Hapşuruğu allerjik rinit vasfında olduğundan kendisine nasal bir kortizon preparatı yazdım ve ilacı özellikle sabah evden çıkmadan, yani çiçek tozları ile karşılaşmadan kullanmasını söyledim.

6 Şubat 2011 Pazar

muhtarlık






Bugün ilaç yazdırmak çin başvuran emekli bir Uluslararası İlişkiler Profesörüne
"Mübarek'ten sonra Mısır'a demokrasi gelecek mi acaba?” diye sordum
“Bence zor. Bakın bizim iyi kötü 60 yıllık demokrasimiz var. Size seçimlerle ilgili bir örnek vereyim” deyip anlatmaya başladı:
“Ben Ege’nin dağ köylerindenim. Bizim köyde muhtarlık seçimi vakti geldiğinde büyük bir pazarlık başlar.
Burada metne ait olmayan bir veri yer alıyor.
PR #155, opened 2018-07-22
fix: Fixes #94 by adding missing filter for extrinsics timestamp

### LINKED ISSUE #94: Assertion error in the "Extrinsic tab page" when user selects "timestamp" from the selection box labelled "from extrinsic section"

ltfschoen:


jacogr:
Why are there 2 of these?

PR #158, opened 2018-07-24
WIP: Fixes #116 Show Storage query response with AccountId key in table

### LINKED ISSUE #116: Better display of accounts/others in storage
i.e. currently a list of accounts will show the addresses, however probably should be expanded to show the actual identitycon as well.

Where param names as displayed, it can be "_paramName_ = paramValue"

Basically take what we have and turn it from a "text-dump" into something that actually looks and feels usable

ltfschoen:
Screenshot with changes shown:

screen shot 2018-07-24 at 1 14 40 pm

### DIFF
--- a/packages/app-storage/src/Query.tsx
+++ b/packages/app-storage/src/Query.tsx
@@ -14,7 +14,6 @@ import Labelled from '@polkadot/ui-app/Labelled';
 import valueToText from '@polkadot/ui-app/Params/valueToText';
 import classes from '@polkadot/ui-app/util/classes';
 import withStorageDiv from '@polkadot/ui-react-rx/with/storageDiv';
-import IdentityIcon from '@polkadot/ui-react/IdentityIcon';
 
 import translate from './translate';
 
@@ -42,48 +41,14 @@ class Query extends React.PureComponent<Props, State> {
         value as Storage$Key$Value
       );
 
-      const renderAccounts = (accountIds: Array<string>) => {
-        return (
-          <table className='accounts'>
-            <thead>
-              <tr>
-                <th />
-                <th>Account ID</th>
-              </tr>
-            </thead>
-            <tbody>
-              {
-                accountIds && accountIds.length ?
-                  (
-                    accountIds
-                      .map((accountId) => (
-                        <tr key={accountId}>
-                          <td><IdentityIcon size={24} value={accountId} /></td>
-                          <td>{accountId}</td>
-                        </tr>
-                      ))
-                  )
-                : null
-              }
-            </tbody>
-          </table>
-        );
-      };
-
       const lineHeight = key.type[0] === 'AccountId' ? '2em' : '1em';
 
       cache[id] = withStorageDiv(key, { params: values })(
         (value: any) => {
-          const accountIds: Array<string> = valueToText(key.type, value).split(', ');
-          if (key.type[0] === 'AccountId') {
-            return renderAccounts(accountIds);
-          } else {
-            return accountIds;
-          }
+          return valueToText(key.type, value);
         },
         { className: 'ui--output', style: { lineHeight: lineHeight } }
       );
-    //   }
     }
 
     return cache[id];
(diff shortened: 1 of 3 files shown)


jacogr:
Ohhh, pretty :) Will take a loo through the code a bit later, but like what I see UI-wise, it helps a _lot_ :)

packages/app-storage/src/Query.tsx
```diff
@@ -41,11 +43,51 @@ class Query extends React.PureComponent<Props, State> {
         value as Storage$Key$Value
       );
 
-      cache[id] = withStorageDiv(key, { params: values })(
-        (value: any) =>
-          valueToText(key.type, value),
-        { className: 'ui--output' }
-      );
+      // FIXME - Move into ui-app/src/Params/valueToAccountList for reuse
```
jacogr: The idea is right - however, we should actually be extending https://github.com/polkadot-js/apps/blob/master/packages/ui-app/src/Params/valueToText.ts to return React.Node (or text, text just being a subset of Node)

packages/app-storage/src/Query.tsx
```diff
@@ -41,11 +43,51 @@ class Query extends React.PureComponent<Props, State> {
...
+                      ))
+                  )
+                : null
+              }
+            </tbody>
+          </table>
+        );
+      };
+
+      if (key.type[0] === 'AccountId') {
```
jacogr: This is not correct, it only works for the specific instance and not for eg. Referendums where AccountId is not in that position. As per above, it needs to be on a single value (so each account, dfoesn't matter where gets rendered)

In some cases where we have tuples with AccountId first, we will now not display all info.

packages/app-storage/src/Query.tsx
```diff
@@ -41,11 +43,51 @@ class Query extends React.PureComponent<Props, State> {
...
-          valueToText(key.type, value),
-        { className: 'ui--output' }
-      );
+      // FIXME - Move into ui-app/src/Params/valueToAccountList for reuse
+      const renderAccounts = (addresses: Array<Uint8Array | string>) => {
+        return (
+          <table className='accounts'>
+            <thead>
+              <tr>
+                <th>Identitycon</th>
```
jacogr: When displaying (since we should not be using tables, rather render the single values - see other comments), no need to have a header for Icon. (throw-away comment here sin ce the implementation needs some work)

packages/app-storage/src/Query.tsx
jacogr: Correct place is here https://github.com/polkadot-js/apps/blob/master/packages/ui-app/src/Params/valueToText.ts#L64

packages/app-storage/src/Query.tsx
```diff
@@ -41,11 +42,48 @@ class Query extends React.PureComponent<Props, State> {
...
+
+      const lineHeight = key.type[0] === 'AccountId' ? '2em' : '1em';
+
       cache[id] = withStorageDiv(key, { params: values })(
-        (value: any) =>
-          valueToText(key.type, value),
-        { className: 'ui--output' }
+        (value: any) => {
+          const accountIds: Array<string> = valueToText(key.type, value).split(', ');
+          if (key.type[0] === 'AccountId') {
```
jacogr: This should not be in here - the generic valueToText should just render this. There should be no specific rendering in here to do with types at all.

The above check would only work in some specific instances.

jacogr: Basically -

1. valueToText should now return a React.Node
2. with AccountId rendering, pass pack a div/span with the icon & value

This https://github.com/polkadot-js/apps/blob/master/packages/ui-app/src/Params/valueToText.ts#L64 should be the only place where we actually check for the type, nowhere elase.

jacogr:
Could we please move the branch (away from the fork), so it is possible to just switch to it? Just easier without having to clone to take a look and fix the issues.

ltfschoen:
Closing as moving to a PR from a branch of this repo https://github.com/polkadot-js/apps/pull/169, instead of a PR from a branch of my fork of it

Muhtar olacak kişinin 800 haneli köyde en az 70-80 bin lira harcaması gerekir. Blok oyu olanlarla pazarlık edilir, el sıkışılır. Mesela benim evde 4 oyum var, bin liraya el sıkışıyoruz. yüzü peşin dokuzyüzü seçimden sonra..." dedi


“O dört kişinin oy verdiği nasıl anlaşılıyor” diye sordum
“Her anlaşmaya ayrı bir şifre veriliyor. Mesela bana diyor ki sen ihtiyar heyetinden Ahmet Aga’yı çiz yerine köyün delisi İzzet’i yaz, veya başkasına Mehmet'i çiz Hülya Avşar’ı yaz. Sonuçta köyün delisine 4 oy çıktı mı gidip paranı alıyorsun. İhtiyar heyetini de dengeli çizdiriyorlar ki hepsi seçilsin” dedi
“Para almadan oy veren yok mu yani?” dedim


“Var tabii canım; kemik oylar var, akrabalar falan. Seçim öncesinde her aday ve çevresi toplanır saatlerce fısır fısır, elde hesap makinesi hesap yapar” dedi
“Neden bu kadar önemli muhtar seçilmek? Maddi bir kazanç mı bekliyorlar?” diye sordum
“Yoo, aksine cebinden bile harcar. Muhtarlık köy sosyetesinde gelinebilecek en yüksek konum. Herkesin saygısını kazanırsın, kaymakamla, komutanla yemek yersin, bütün bunlar insanın hoşuna gider” dedi ve bu şekilde seçilen muhtarlarının bir icraatını anlattı:


“Bizim köyle komşu köy arasında sulama konusunda kavga çıkmış, komşu köylüler bizim köyün sulama borularını kırmış. Köylü muhtara, 'Git Kaymakam'a şikayet et!" diye baskı yapıyor. Muhtar köylüye demiş ki:
‘Şimdi ben gidip şikayet etsem beni dilekçe yaz, DSİ’ye git, Adliyeye git diye dolaştırırlar, bir sonuç alamayız. Siz en iyisi beni yarın Kaymakamlığın önünde köy dolmuşundan inerken karşılayın, biraz dövün’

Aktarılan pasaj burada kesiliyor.